PHP preg_replace with variable value using found expression as key

Question

I have a string $src with two variable placeholders %%itemA%% and %%itemB%% . The idea is for the regular expression to match any term listed ITEMA|ITEMB|ITEMC , case insensitively, and replace the term with the value of the array item using the term as the array key.

$replacements = [
    'itemA' => 'replacedItemA',
    'itemB' => 'replacedItemB',
    'itemC' => 'replacedItemC'
];

$src = "A B C %%itemA%% D E F %%itemB%% G H I";

$src = preg_replace('/\%\%(ITEMA|ITEMB|ITEMC)%%/i', $replacements['\1'], $src);

echo $src;

In this example the expected result is for %%itemA%% to be replaced with $replacements['itemA'] 's value and %%itemB%% to be replaced with $replacements['itemB'] 's value

Expected output from the echo was

ABC replacedItemA DEF replacedItemB GHI

Actual output, oddly, simply replaced the found terms with nothing (note the double spaces where the variable was removed)

ABCDEFGHI

Why is the term's string not being used in the $replacements['key'] to use the value of the array variable?

Answer 1

Your approach is wrong.

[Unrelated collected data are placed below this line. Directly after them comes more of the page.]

Issue #130, opened 2020-04-08
Failure building on OSX


dabonnie:
## Description

Unable to build `libstatistic_collector` on OSX.

## Expected Behavior
OSX build passes

## Actual Behavior
Found when running CI via https://github.com/ros2/rclcpp/pull/1050

```
--- stderr: libstatistics_collector
10:51:27 /Users/osrf/jenkins-agent/workspace/ci_osx/ws/src/system_metrics_collector/libstatistics_collector/test/moving_average_statistics/test_moving_average_statistics.cpp:30:51: error: constexpr variable cannot have non-literal type 'const std::array<double, kExpectedSize>'
10:51:27 constexpr const std::array<double, kExpectedSize> kTestData{-3.5, -2.1, -1.1, 0.0, 4.7, 5.0,
10:51:27                                                   ^
10:51:27 /Users/osrf/jenkins-agent/workspace/ci_osx/ws/src/system_metrics_collector/libstatistics_collector/test/moving_average_statistics/test_moving_average_statistics.cpp:30:51: error: implicit instantiation of undefined template 'std::__1::array<double, 9>'
10:51:27 /Applications/Xcode.app/Contents/Developer/Toolchains/XcodeDefault.xctoolchain/usr/include/c++/v1/__tuple:223:64: note: template is declared here
10:51:27 template <class _Tp, size_t _Size> struct _LIBCPP_TEMPLATE_VIS array;
10:51:27                                                                ^
10:51:27 2 errors generated.
10:51:27 make[2]: *** [CMakeFiles/test_moving_average_statistics.dir/test/moving_average_statistics/test_moving_average_statistics.cpp.o] Error 1
10:51:27 make[1]: *** [CMakeFiles/test_moving_average_statistics.dir/all] Error 2
10:51:27 make[1]: *** Waiting for unfinished jobs....
10:51:27 make: *** [all] Error 2
10:51:27 ---
10:51:27 Failed   <<< libstatistics_collector	[ Exited with code 2 ]
```

https://ci.ros2.org/job/ci_osx/8133/console#console-section-5

## To Reproduce
PROMPT: Steps to reproduce the behavior:
1. Start a CI job for the `libstatistic_collector` on OSX

## System (please complete the following information)
 - OS: CI OSX
 - ROS2 Distro: master

emersonknapp:
Reviewed at Sprint #17 review

PR #132, opened 2020-04-08
Add OSX and Windows to build libstatistics_collector

dabonnie:
This moves #130 to done.

### DIFF
--- a/.github/workflows/test.yml
+++ b/.github/workflows/test.yml
@@ -18,7 +18,7 @@ jobs:
         os: [macOS-latest, ubuntu-18.04, windows-latest]
     steps:
       - uses: ros-tooling/setup-ros@0.0.17
-      - uses: ros-tooling/action-ros-ci@0.0.13
+      - uses: ros-tooling/action-ros-ci@0.0.15
         with:
           package-name: libstatistics_collector
           colcon-mixin-name: coverage-gcc
@@ -35,7 +35,7 @@ jobs:
           os: [ubuntu-18.04]
     steps:
     - uses: ros-tooling/setup-ros@0.0.17
-    - uses: ros-tooling/action-ros-ci@0.0.13
+    - uses: ros-tooling/action-ros-ci@0.0.15
       with:
         package-name: libstatistics_collector metrics_statistics_msgs system_metrics_collector
         colcon-mixin-name: coverage-gcc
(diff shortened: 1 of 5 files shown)


dabonnie:
Codecov currently broken (known), Windows is failing due to [ASIO](https://index.ros.org/doc/ros2/Troubleshooting/#cmake-packages-unable-to-find-asio-tinyxml2-tinyxml-eigen-or-log4cxx). Unclear how to fix and we need Windows CI for the libstatistics_collector` package.

.github/workflows/test.yml
```diff
@@ -18,7 +35,7 @@ jobs:
           os: [ubuntu-18.04]
     steps:
     - uses: ros-tooling/setup-ros@0.0.17
-    - uses: ros-tooling/action-ros-ci@0.0.13
+    - uses: ros-tooling/action-ros-ci@0.0.15
       with:
         package-name: libstatistics_collector metrics_statistics_msgs system_metrics_collector
```
prajakta-gokhale, line 40: Do we need to remove `libstatistics_collector` from here now?

.github/workflows/test.yml
```diff
@@ -10,6 +10,23 @@ on:
     - cron:  '0 * * * *'
 
 jobs:
+  build_and_test_libstatistics_collector:
```
prajakta-gokhale, line 13: What about `metrics_statistics_msgs`? Since that will also be a ros2 core dependency, do we need to add the same testing for it also?

.github/workflows/test.yml
dabonnie: I left it here for the code coverage report.

.github/workflows/test.yml
dabonnie: Good point, I'll add it here (or we have a separate job)

prajakta-gokhale: Separate job would be better imo.

dabonnie:
> Let's document a plan to fix Windows failures, looks good otherwise.

I don't think there's a viable plan here unless we change `setup-ros`. I'll at lest file an issue there and I'm thinking we remove the Windows CI given its current flakiness.

piraka9011:
@dabonnie  This needs setup-ros@0.0.19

Since you are dealing with literal strings, you can avoid the regex and use a faster way:

$replacements = [
    '%%itemA%%' => 'replacedItemA',
    '%%itemB%%' => 'replacedItemB',
    '%%itemC%%' => 'replacedItemC'
];

$str = strtr($str, $replacements);

Answer 2

You just need to replace the preg_replace with preg_replace_callback like this:

$src = preg_replace_callback('/%%(ITEM[ABC])%%/i', function ($m) use ($replacements) {
 return isset($replacements[$m[1]]) ? $replacements[$m[1]] : $m[0];
}
, $src);

See IDEONE demo

The issue is that \\1 backreference can only be used inside the pattern to refer to the text captured with the first capturing group or inside a replacement pattern, but only as a literal part of it. The \\1 is not automatically evaluated to be used as an argument.

I also contracted the pattern a bit, but I guess it is just a sample.